マルヴィが明らかにしたように、多くの文化で支配的な家父長制イデオロギーは、その領域で映画、芸術、文学などの作品が提供する愉悦のなかで、女性を「見られるイメージ」(客体)、男性を「見ることの担い手」(主体)として固定化する。しかし、本展は、いわば「脱規範的な」視覚的快楽であふれている。大江正彦が、かつのぶが、そして齊藤彩がタブローに描く色と線の積層は、ジェンダーやセクシュアリティ、あるいはエスニシティといった属性とは離れた場所で、彼(女)らが密かに楽しむ悦楽の痕跡を刻む。それは特定の―しばしばマジョリティで強者の―誰かだけを心地よい気分にするためにチューニングされたのではない快楽の所在を示す。
最後に、私たちが現代アートを語る、あるいは現代アートのなかで語られる「言語」について。多くの美術史家や文化研究者が、障がいのある人々の表現を「すくいあげる」ための語りを紡いできた。先住民(アボリジナル)の歴史を研究する保苅実は、先住民の神話や記憶を「すくいあげ」ようとする歴史学の伝統のなかで、しばしば「『尊重してすくいあげる研究者』と『尊重されてすくいあげてもらうアボリジニ』とのあいだの権力関係は無傷のまま温存されてしまう」ことに注意を促す4。美術史家や文化研究者も、その温情主義的な目線のなかで、障がいのある人々との権力関係を「無傷のまま温存」してきたのではないかと自問する必要がある。
保苅の指摘にならい、障がいのある人々の表現を現代アートの規範的な語りのなかに「包摂」する方途を探るのではなく、そのような表現が示す一見すると矛盾し衝突する複数の語りを同時に鳴り響かせることで、規範的な語りを不安定化させていくことが重要だ。高田マルの、松本国三の、そして森本絵利の作品がはらむ多彩な造形上の「言語」は、現代アートを語る語彙を拡張し、現代アートの領域で語られる語彙を爆発的に増大させる。彼(女)らが使用する語彙は、ときにアカデミックで、ときに感性的、ときに文字的で、ときに図像的で、ときにそのいずれでもない。その最大限に広範な意味での「言語」は、めまいがするほどの無限性をたたえる。

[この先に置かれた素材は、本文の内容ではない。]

Issue #20587, opened 2023-03-03
The erlang package does not include the no_dot_erlang.boot file


helloyan:
Maintainer: @cretingame
Environment: (put here arch, model, OpenWrt version)
OpenWrt R23.2.14 / LuCI Master (git-23.061.09355-88ea4f3)

Description:

```
The file /usr/lib/erlang/bin/no_dot_erlang.boot is not present
```

Neustradamus:
@antonlacon, @yousong, @champtar, @neheb, @ja-pa, @peterwillcn, @micmac1, @lipnitsk, @svlobanov, @dhewg, @paulfertser, @aparcar: Have you seen this ticket?

cretingame:
Sorry, I'm not maintaining this package anymore. I cannot help you.

PR #23073, opened 2024-01-06
erlang: update to 26.2.1

krant:
- Update to Erlang/OTP 26.2.1
- Remove obsolete patches, add new one
- Fix https://github.com/openwrt/packages/issues/20587
- Change URL to https


lang/erlang/patches/010-openssl-md5.patch
```diff
@@ -0,0 +1,421 @@
+--- a/erts/emulator/openssl/crypto/md5/md5_local.h
++++ b/erts/emulator/openssl/crypto/md5/md5_local.h
```
BKPepe, line 2: Why do we add patch without Git header? There are no details, why do we need to have it. Who is the author, etc.


Could you please take this patch as it should be: https://patch-diff.githubusercontent.com/raw/erlang/otp/pull/7989.patch ?

BKPepe (changes requested):

lang/erlang/Makefile
```diff
@@ -296,26 +296,15 @@ $(call Package/erlang/Default/description)
...
-
-HOST_CFLAGS += \
-        -DHAS_EVP_PKEY_CTX \
-        -DHAVE_EVP_CIPHER_CTX_COPY
-
 HOST_CONFIGURE_ARGS += \
 	--with-ssl="$(STAGING_DIR_HOST)" \
-	--disable-hipe \
-	--disable-pgo \
-	--disable-smp-support \
```
BKPepe, line 310: This is removed why?

lang/erlang/Makefile
```diff
@@ -296,26 +296,15 @@ $(call Package/erlang/Default/description)
...
 	--without-javac
 
 # Target
 
 CONFIGURE_ARGS += \
-	--disable-hipe \
-	--disable-smp-support \
```
BKPepe, line 317: Removed why?

lang/erlang/Makefile
```diff
@@ -35,7 +35,7 @@ define Package/erlang/Default
   SECTION:=lang
   CATEGORY:=Languages
   TITLE:=Erlang/OTP programming language
-  URL:=http://www.erlang.org/
+  URL:=https://www.erlang.org/
```
BKPepe, line 38: This change is described where?

lang/erlang/Makefile
```diff
@@ -296,26 +296,15 @@ $(call Package/erlang/Default/description)
...
-	--disable-smp-support \
 	--without-javac
 
 # Target
 
 CONFIGURE_ARGS += \
-	--disable-hipe \
-	--disable-smp-support \
 	--without-javac \
+	--disable-builtin-zlib \
```
BKPepe, line 307: This is necessary why?

lang/erlang/patches/010-openssl-md5.patch
krant: Totally makes sense, done.

lang/erlang/Makefile
krant: I believe CFLAGS modification was required for older versions of erlang/libressl. Latest Erlang builds and works without it.
Regarding removed configure options - there are no such switches in Erlang anymore. HiPE was completely removed, VM always builds in SMP mode, and `--disable-pgo` has never existed I think.

lang/erlang/Makefile
krant: Same as above

lang/erlang/Makefile
krant: Just to be sure that OpenWrt's zlib will be used, not vendored one. [Buildroot](https://github.com/buildroot/buildroot/blob/b37249581fa4a221923540478db7fa720e04035d/package/erlang/erlang.mk#L76-L77) or [Alpine](https://git.alpinelinux.org/aports/tree/community/erlang/APKBUILD#n73) has similar options.

lang/erlang/Makefile
krant: You're right, I've PR description has been updated

lang/erlang/Makefile
BKPepe: Soo about CLAFGS, shouldnt you do it in separate commit, so it is easier to revert it, if anything happens?

BKPepe:
Everything should be explained in the commit description, thats why the commit is for.

lang/erlang/Makefile
krant: It seems unnecessary indeed - Erlang is getting linked with host zlib  without it. I've removed this line.

krant:
@BKPepe commits have been re-structured

lang/erlang/Makefile
BKPepe: Ok, but you should mention that in the commit description, because from the commit, it looks like removing, but why? Because we can. :D

krant: Changed  "remove CFLAGS modification required for older versions" into "remove CFLAGS modification since it has been fixed in the upstream", hope it looks better for you. Here is the fix in the upstream - https://github.com/erlang/otp/commit/8e5170d79e387d7e898d948a78e0c70407a4030c.

krant:
Hey @BKPepe , it seems all issues has been fixed, could we have it merged?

私は2024年に開催された「Art to Live 国際シンポジウム」でモデレーターを務め、小出由紀子、トム・ディ・マリア、保坂健二朗―障がいのある人々を含め美術の「主流」でなかった表現に深くかかわってきた各氏―から話を聞き、自身が現代アートの領域で身につけた「常識」が解体される愉悦を知った。皆、自身が障がいのある人々の表現に対してどう貢献できるかより、自身がそうした表現からいかに多くを学んだかを語った。同様に皆、現代アートが障がいのある人々の表現に対してどう貢献できるかより、現代アートがそうした表現からいかに多くを学ぶことができるかを訴えた。今、私も彼(女)らの言う意味が(少なくとも以前より)はっきりとわかる。